The surge in home prices should have sparked a supply boom, yet the supply of new single-family homes failed to keep pace with increased demand. Nationally, the annual pace of 1.05 million newly started privately owned single-family units in December 2024 is about the same as it was at the end of 2019. Rising construction costs – including the effects of tariffs on softwood lumber from Canada and gypsum from Mexico – and a lack of available labor hampered new construction. Other factors, including a surge in immigration, exacerbated the supply and demand imbalance, pushing home values higher. State and local restrictions on permitting and zoning also inhibit supply from coming to the market.

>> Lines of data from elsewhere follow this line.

PR #2883, opened 2026-08-03
Preserve Config v2 rule semantics

MrAlias:
## Summary

- preserve authored first-match and last-match rule ordering when converting config v2 documents into runtime discovery selectors
- preserve explicit and omitted per-rule export and route refinements across runtime conversion
- reject rule shapes and policy values the runtime cannot represent without changing capture behavior
- reverse exported selector order so runtime-to-v2-to-runtime round trips retain precedence

## Why

The Config v2 schema can express rule combinations whose ordering or refinements were previously changed silently by the runtime converter. These generic conversion semantics are independent of the operator migration guide in #2799 and need focused review before that guide relies on them.

Extracted from #2799.


internal/config/convert/import.go
```diff
@@ -391,40 +430,112 @@ func validateV2RuleSelectorFamilies(rules []schema.Rule) error {
...
+			rule.Action != schema.CaptureActionExclude {
+			return fmt.Errorf(
+				"%s.action: unsupported value %q",
+				path,
+				rule.Action,
+			)
+		}
+		if ruleMatchEmpty(rule.Match) {
+			return fmt.Errorf("%s.match must define at least one selector", path)
+		}
```
skl, line 474: Suggest checking the following case which may fail at OBI startup?

```yaml
capture:
  policy:
    default_action: exclude
  rules:
    - action: include
      match:
        process:
          containers_only: true   # "instrument everything running in a container"
```

internal/config/convert/import.go
```diff
@@ -759,28 +884,54 @@ func regexSelectorFromRule(rule schema.Rule) services.RegexSelector {
...
 		selector.Routes = &services.CustomRoutesConfig{
 			PolicyOverrides: v2DirectionalRoutePolicyOverrides(refine.HTTP.Routes),
 		}
+	} else if completeRoutes {
+		selector.Routes = &services.CustomRoutesConfig{}
 	}
 }
 
-func applyV2RegexRuleRefinement(selector *services.RegexSelector, refine schema.RuleRefinement) {
+func applyV2RegexRuleRefinement(
```
skl: This and `applyV2GlobRuleRefinement` look identical except the signature, there's a chance they could drift in future... not sure if it's worth the abstraction to DRY it up or maybe just a comment to keep these two in sync with each other?

skl (approved):
lgtm, couple of non-blocking questions 🚀

internal/config/convert/import.go
MrAlias: Replaced the two type-specific refinement functions with `v2RuleRefinement`, which computes export modes and routes once before assigning them to either glob or regex selectors (7f7372a9e). This removes the duplicated implementation without adding a selector abstraction.

internal/config/convert/import.go
MrAlias: Added `ContainersOnly` to the non-empty criterion checks in both `GlobDefinitionCriteria.Validate` and `RegexDefinitionCriteria.Validate`. The exact Config v2 example now has a regression test that converts the rule, calls `got.Discovery.Validate()`, and verifies the resulting selector remains containers-only (a95195507). The focused selector package tests and vet pass.

PR #2884, opened 2026-08-03
Separate runnable Config v2 example

MrAlias:
## Summary

- replace the exhaustive Config v2 default-values example with a small, runnable standalone configuration
- retain the complete default mapping as an explicitly non-runnable reference fragment
- validate the runnable example and reference fragment according to their distinct roles
- point the default-parity check and design documentation at the correct artifacts

## Why

The previous default configuration mixed two incompatible purposes. It was useful as a complete field reference but unsafe to present as a runnable example. Separating those artifacts makes the operator path copy-pasteable without losing the audited default mapping.

This cleanup is independent of the migration CLI and guide in #2799, and its large YAML movement is easier to review separately.

Extracted from #2799.


NimrodAvni78 (approved):
LGTM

This is where policymakers should focus their attention – expanding the supply of homes rather than trying to exclude certain buyers from the market. Further, a potential 6(b) study from the FTC reviewing the role large institutional investors play in the housing market should, in part, investigate the supply side of the housing market to help inform policymakers of supply-side restraints.

Conclusion

The FTC’s inquiry into how large investors of single-family rental homes have affected home prices and rents comes after years of significant home price increases.

Federal, state, and local policymakers have accused large investors of pushing up rental rates and contributing to decreased home affordability and have offered several legislative proposals – often with bipartisan support – to curb or halt such investment.

Yet the evidence shows that large institutional investors have expanded the much-needed supply of rental homes, thus driving down rents, while enabling the financially constrained to move into neighborhoods that previously had few rental units. Finally, institutional investors tend to improve the quality of the existing housing stock, while also adding liquidity to an under-supplied housing market.